Information
- League: FCBL (2021–present)
- Location: Norwich, Connecticut (2010–present)
- Ballpark: Senator Thomas J. Dodd Memorial Stadium (2010–present)
- Founded: 2010
- League championships: FCBL: 2023, 2024, 2025
- Former name: Connecticut Tigers (2010–2019)
- Former league: New York–Penn League (2010–2020)
- Colors: Navy, yellow, gold, gray, blue, white
- Ownership: Miles Prentice
- General manager: Lee Walter Jr.
- Manager: Kyle Dembrowski
- Website: goseaunicorns.com

= Norwich Sea Unicorns =

American minor league baseball team

The Norwich Sea Unicorns are a baseball team located in Norwich, Connecticut. From 2010 to 2020, they were members of Minor League Baseball's New York–Penn League (NYPL) as the Class A Short Season affiliate of the Detroit Tigers. They play their home games at Senator Thomas J. Dodd Memorial Stadium. They were previously known as the Connecticut Tigers from 2010 to 2019. With Major League Baseball's reorganization of the minor leagues after the 2020 season, Norwich was not selected to continue in affiliated baseball. Starting with the 2021 season, Norwich plays in the Futures Collegiate Baseball League.

==History==

The unveiling of the team's original logo and uniforms at an April 1, 2010, press conference

On January 27, 2010, Oneonta, New York Mayor Dick Miller announced in a press release that the Oneonta Tigers would be leaving the city for Norwich, Connecticut, after the 2009 season. Beginning play in 2010, the Connecticut Tigers played their games in the newly renovated Dodd Stadium, which had been vacated by the Connecticut Defenders of the Eastern League who had left for Richmond, Virginia, to become the Richmond Flying Squirrels simultaneous to the Tigers' arrival.

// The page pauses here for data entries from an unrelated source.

PR #367, opened 2020-06-10
Fixing auth tests

Bento007:
The auth0 test will only run when branches are pushed to master.

### DIFF
--- a/tests/unit/backend/corpora/common/test_authorizer.py
+++ b/tests/unit/backend/corpora/common/test_authorizer.py
@@ -16,7 +16,8 @@ class TestAuthorizer(unittest.TestCase):
 
     @classmethod
     def setUpClass(cls):
-        cls.auth0_secret = json.loads(AwsSecret(cls.secret_name).value)
+        secret_name = "corpora/cicd/dev/auth0-secret"
+        cls.auth0_secret = json.loads(AwsSecret(secret_name).value)
         cls.auth0_secret["audience"] = f"https://api.{os.getenv('DEPLOYMENT_STAGE')}.corpora.cziscience.com"
 
     def test_postive(self):
--- a/tests/unit/backend/corpora/common/test_authorizer.py
+++ b/tests/unit/backend/corpora/common/test_authorizer.py
@@ -14,7 +14,7 @@ if not os.getenv("DEPLOYMENT_STAGE"):  # noqa
 secret_name = "corpora/cicd/dev/auth0-secret"
 # using the same secret for all none production stages.
 
-
+@unittest.skipIf(os.getenv("DEPLOYMENT_STAGE", 'test') == "test", "DEPLOYMENT_STAGE is 'test'")
 class TestAuthorizer(unittest.TestCase):
     @classmethod
     def setUpClass(cls):
--- a/tests/unit/backend/corpora/common/test_authorizer.py
+++ b/tests/unit/backend/corpora/common/test_authorizer.py
@@ -11,11 +11,11 @@ from backend.corpora.common.utils.aws_secret import AwsSecret
 
 @unittest.skipIf(os.getenv("DEPLOYMENT_STAGE"), "DEPLOYMENT_STAGE not set")
 class TestAuthorizer(unittest.TestCase):
-    # using the same secret for all non production stages.
 
     @classmethod
     def setUpClass(cls):
         secret_name = "corpora/cicd/dev/auth0-secret"
+        # using the same secret for all non production stages.
         cls.auth0_secret = json.loads(AwsSecret(secret_name).value)
         cls.auth0_secret["audience"] = f"https://api.{os.getenv('DEPLOYMENT_STAGE')}.corpora.cziscience.com"
 
--- a/tests/unit/backend/corpora/common/test_authorizer.py
+++ b/tests/unit/backend/corpora/common/test_authorizer.py
@@ -13,7 +13,7 @@ from backend.corpora.common.utils.aws_secret import AwsSecret
 class TestAuthorizer(unittest.TestCase):
     @classmethod
     def setUpClass(cls):
-        secret_name = "corpora/cicd/dev/auth0-secret" # using the same secret for all non production stages.
+        secret_name = "corpora/cicd/dev/auth0-secret"  # using the same secret for all non production stages.
         cls.auth0_secret = json.loads(AwsSecret(secret_name).value)
         cls.auth0_secret["audience"] = f"https://api.{os.getenv('DEPLOYMENT_STAGE')}.corpora.cziscience.com"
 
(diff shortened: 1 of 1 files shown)


tests/unit/backend/corpora/common/test_authorizer.py
```diff
@@ -1,23 +1,27 @@
...
 import requests
 from chalice import UnauthorizedError
 
 from backend.corpora.common.authorizer import assert_authorized
+from backend.corpora.common.utils.aws_secret import AwsSecret
 
 if not os.getenv("DEPLOYMENT_STAGE"):  # noqa
     os.environ["DEPLOYMENT_STAGE"] = "test"  # noqa
 
+secret_name = "corpora/cicd/dev/auth0-secret"
```
maniarathi, line 14: I think the correct paradigm here would be to set it as a class variable in a setUp function instead of as a global variable.

tests/unit/backend/corpora/common/test_authorizer.py
```diff
@@ -1,23 +1,27 @@
...
+# using the same secret for all none production stages.
 
-@unittest.skipIf(os.getenv("DEPLOYMENT_STAGE") != "test", "DEPLOYMENT_STAGE not 'test'")
+
+@unittest.skipIf(os.getenv("DEPLOYMENT_STAGE", "test") == "test", "DEPLOYMENT_STAGE is 'test'")
```
maniarathi, line 18: I think the second argument of `skipIf` is a justification on why it. was skipped in which case is should be that DEPLOYMENT_STAGE was _not_ set to `test`.

tests/unit/backend/corpora/common/test_authorizer.py
```diff
@@ -1,23 +1,27 @@
...
 import os
 import unittest
 
 import requests
 from chalice import UnauthorizedError
 
 from backend.corpora.common.authorizer import assert_authorized
+from backend.corpora.common.utils.aws_secret import AwsSecret
 
 if not os.getenv("DEPLOYMENT_STAGE"):  # noqa
```
maniarathi, line 11: More of a curiosity question - why does the deployment stage need to be `test` instead of `dev`?

tests/unit/backend/corpora/common/test_authorizer.py
Bento007: moved to class variable

tests/unit/backend/corpora/common/test_authorizer.py
Bento007: I was going to limit the frequency of this test to only run on pushed to master until we find a better way of managing the generated token. This limits the test to only run when deployment is Dev above.

tests/unit/backend/corpora/common/test_authorizer.py
Bento007: should be dev

tests/unit/backend/corpora/common/test_authorizer.py
```diff
@@ -1,23 +1,24 @@
...
 
-if not os.getenv("DEPLOYMENT_STAGE"):  # noqa
-    os.environ["DEPLOYMENT_STAGE"] = "test"  # noqa
 
-
-@unittest.skipIf(os.getenv("DEPLOYMENT_STAGE") != "test", "DEPLOYMENT_STAGE not 'test'")
+@unittest.skipIf(os.getenv("DEPLOYMENT_STAGE"), "DEPLOYMENT_STAGE not set")
 class TestAuthorizer(unittest.TestCase):
+    secret_name = "corpora/cicd/dev/auth0-secret"
+    # using the same secret for all none production stages.
```
maniarathi, line 15: s/none/non

tests/unit/backend/corpora/common/test_authorizer.py
```diff
@@ -1,23 +1,24 @@
...
+from backend.corpora.common.utils.aws_secret import AwsSecret
 
-if not os.getenv("DEPLOYMENT_STAGE"):  # noqa
-    os.environ["DEPLOYMENT_STAGE"] = "test"  # noqa
 
-
-@unittest.skipIf(os.getenv("DEPLOYMENT_STAGE") != "test", "DEPLOYMENT_STAGE not 'test'")
+@unittest.skipIf(os.getenv("DEPLOYMENT_STAGE"), "DEPLOYMENT_STAGE not set")
 class TestAuthorizer(unittest.TestCase):
+    secret_name = "corpora/cicd/dev/auth0-secret"
```
maniarathi, line 14: Move to inside `setUpClass` instead of floating?

tests/unit/backend/corpora/common/test_authorizer.py
Bento007:
```suggestion
    # using the same secret for all non production stages.
```

tests/unit/backend/corpora/common/test_authorizer.py
Bento007: Is there a strong reason for that?

maniarathi: Readability. It doesn't make sense to separate this class variable from the others and I'd wonder why.

Bento007: ok ok

maniarathi: Can delete this line now that it has moved to line 19.

tests/unit/backend/corpora/common/test_authorizer.py
```diff
@@ -1,23 +1,24 @@
...
+from backend.corpora.common.utils.aws_secret import AwsSecret
 
-if not os.getenv("DEPLOYMENT_STAGE"):  # noqa
-    os.environ["DEPLOYMENT_STAGE"] = "test"  # noqa
 
-
-@unittest.skipIf(os.getenv("DEPLOYMENT_STAGE") != "test", "DEPLOYMENT_STAGE not 'test'")
+@unittest.skipIf(os.getenv("DEPLOYMENT_STAGE"), "DEPLOYMENT_STAGE not set")
 class TestAuthorizer(unittest.TestCase):
+    # using the same secret for all non production stages.
```
maniarathi, line 14: Stray comment?

tests/unit/backend/corpora/common/test_authorizer.py
```diff
@@ -1,23 +1,24 @@
...
-
-@unittest.skipIf(os.getenv("DEPLOYMENT_STAGE") != "test", "DEPLOYMENT_STAGE not 'test'")
+@unittest.skipIf(os.getenv("DEPLOYMENT_STAGE"), "DEPLOYMENT_STAGE not set")
 class TestAuthorizer(unittest.TestCase):
+
     @classmethod
     def setUpClass(cls):
-        cls.auth0_secret = {}
+        secret_name = "corpora/cicd/dev/auth0-secret"
+        # using the same secret for all non production stages.
```
maniarathi, line 18: For readability, please move this comment to the line before the `secret_name` definition (i.e. swap lines 17 and 18). As it stands today, it seems as though the comment refers to the lines below.

PR #381, opened 2020-06-16
Implement a validator class that verifies that metadata in H5AD is as expected

maniarathi:
Note that this function so far only checks whether the metadata exists or not. Further tickets will look at validation of different file types (i.e. Loom and Seurat) as well as adherence of ontologies to ones that are recommended by the Corpora schema.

In 2011, the Connecticut Tigers saw a 23% increase in total attendance and a 20% increase in average attendance over 2010 numbers. The 20% increase in average attendance was the fourth largest increase in all of Minor League Baseball.

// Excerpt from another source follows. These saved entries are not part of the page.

Issue #2204, opened 2022-03-25
Added (but unsaved links) disappear when clicking away from window


jahilton:
## Describe the bug
When trying to add links to a private Collection (or revision), any unsaved links that you add disappear if you click to a new tab or window.

## To Reproduce
Steps to reproduce the behavior: (shown in video)
1. Go to a private collection (or revision)
2. "Edit Details"
3. "Add Link"
4. select any Link Type
5. Click to a new tab or window (say to copy the link)
6. back to the cxg window
7. see the link you've just added go away

## Expected behavior
The links should remain fixed unless the 'x' is clicked to remove them.

## Environment
**Desktop (please complete the following information):**
 - OS: macOS Catalina
 - Browser: chrome
 - Version: 99

## Additional context
If you add one or more links, then click away, all of those will go away upon clicking back (in the video)
If you have already added links & Saved, then redo the steps above to add more, the saved links will not go away in these steps (not shown in video)

https://user-images.githubusercontent.com/15098808/160214776-92914c44-4ec2-444a-bfaa-2831ec509b87.mov

tihuan:
in prod!

PR #2208, opened 2022-03-28
fix: set refetch to false for collection detail. #2204

MillenniumFalconMechanic:
### Reviewers
**Functional:** 
@seve 

---

## Changes
- Added `refetchOnWindowFocus: false` for collection detail-related React Query fetches. The general approach for handling of stale data on the FE is currently being reviewed (see [Determine approach for updating search results when backend data changes](https://app.zenhub.com/workspaces/single-cell-5e2a191dad828d52cc78b028/issues/chanzuckerberg/single-cell-data-portal/1809) and [Add Cloudfront caching+invalidation for datasets/index and collections/index endpoints](https://app.zenhub.com/workspaces/single-cell-5e2a191dad828d52cc78b028/issues/chanzuckerberg/single-cell-data-portal/1899).

### DIFF
--- a/frontend/src/common/queries/collections.ts
+++ b/frontend/src/common/queries/collections.ts
@@ -196,7 +196,17 @@ export function useCollection({
   return useQuery<Collection | TombstonedCollection | null>(
     [USE_COLLECTION, id, visibility, collections],
     () => queryFn(id, visibility),
-    { enabled: !!collections, refetchOnWindowFocus: false } // Refetch can cause loss of unsaved links during edit.
+    {
+      enabled: !!collections,
+      // TODO review use of refetch flag below on remove of filter flag (#1718). This is set to false as a fix for #2204
+      //  where unsaved links on the collection edit form are cleared if the user clicks away and back again. The root
+      //  cause of the defect is the useEffect that was added in /components/CreateCollectionModal/components/Content/index.tsx
+      //  to handle filter flag-related functionality is re-run after the refetch causing unsaved links to be removed.
+      //  The useEffect can be reverted to useState on remove of the filter flag and will therefore remove the side
+      //  effect of the links being cleared as reported in #2204. Options going forward are to remove the refetch
+      //  option below and allow it to default to true, or to review setting the refetch option to false for all queries.
+      refetchOnWindowFocus: false,
+    }
   );
 }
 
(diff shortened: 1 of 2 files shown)


seve:
I think a better solution for [this bug](https://app.zenhub.com/workspaces/single-cell-5e2a191dad828d52cc78b028/issues/chanzuckerberg/single-cell-data-portal/2204) would be to introduce a pending state that is overlaid on state received from the backend

seve (commented):
Not sure if this is the right fix for the problem

MillenniumFalconMechanic:
Hey @seve, thank you for your quick review. I have been discussing this PR with @NoopDog  and wanted to give you some background on what we’re thinking.

#### Current State
1. It looks like the application does not currently support the detection of concurrent modifications of the same record by users. It seems to be “the last update wins”.

1. The different sections of the form behave differently with respect to concurrent modification detection:

    The top portion of the form (e.g. name, description, contact) is not currently updated from or merged with refetched data when the user clicks away and back again.

    The bottom part of the form (e.g. links) is always reset to the refetched data when the user clicks away and back again. (This is the defect Jason reported that we’re trying to fix here.)


#### Going Forward
We think a longer-term “best” solution here is something along the lines:

1. Implement optimistic locking on the record on the BE.
1. Detect and reject the (rare) concurrent modifications with appropriate user messaging.
1. Avoid the detection/merging of these cases in the FE.

For now, we would like to go ahead and suppress the refetch as per the PR. This fixes the UI defect, adds consistent form functionality and is consistent with the current concurrent modification behavior (that is, it maintains “last update wins”). 

We feel merging or marking changed links adds complexity, requires input from product/UX and isn't in line with the longer-term "best" solution I am proposing above.

I feel it might be fastest to discuss this on a call (with @brianraymor) given this requires input from product and possibly a longer-term solution.

seve:
> For now, we would like to go ahead and suppress the refetch as per the PR. This fixes the UI defect, adds consistent form functionality and is consistent with the current concurrent modification behavior (that is, it maintains “last update wins”).

Taking a look at some context around the changes, it looks like the breaking change was the introduction of the `useEffect` hook on any changes to `data`.  If this change is only present until `isFilterEnabled` is removed, then I'm happy to green light this.

Maybe add a comment similar to https://github.com/chanzuckerberg/single-cell-data-portal/blob/635ebd0be4d5c3fb197b8c887f149cf396bb3a6a/frontend/src/components/CreateCollectionModal/components/Content/index.tsx#L141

The Connecticut Tigers name was only expected to be used for the 2010 season with a name-the-team contest expected to be held after the season to decide a permanent name. The team decided to keep the name, however, citing positive feedback from fans owing to the connection to the major league Detroit Tigers, the team's Major League Baseball affiliate. Connecticut held on to the Tigers moniker through the end of the 2019 season. That season, the team renewed its long-term lease with the city of Norwich, and, as a result, announced a change to the team name, which would include the Norwich name and a nickname to be chosen following a fan submission contest. The five finalists from the contest were "Norwich Golden Roses", "Norwich Mill Mules", "Norwich Narwals", "Norwich Salty Dogs", and "Norwich Sea Unicorns". Ultimately, the team settled on becoming the Norwich Sea Unicorns.

The start of the 2020 season was postponed due to the COVID-19 pandemic before being cancelled on June 30. After the cancelled 2020 minor league season, Major League Baseball took direct control of Minor League Baseball and discontinued short-season play. The Sea Unicorns were not selected to continue in affiliated baseball. The team joined the Futures Collegiate Baseball League (FCBL), a collegiate summer league in New England, for 2021.

==Playoffs==
- 2014 NY-Penn League Playoffs - Lost to Tri-City 2–0 in semifinals.
- 2023 FCBL Playoffs - Defeated the New Britain Bees 2-1 in semifinals. Defeated the Vermont Lake Monsters in the championship game.
- 2024 FCBL Playoffs - Defeated the Vermont Lake Monsters 2 games to 1 in the best-of-3 semifinals. Defeated the Westfield Starfires 2 games to none in the best-of-3 championship series.
- 2025 FCBL Playoffs - Defeated the Worcester Bravehearts 2 games to none in the best-of-3 semifinals. Defeated the New Britain Bees 2 games to 1 in the best-of-3 championship series.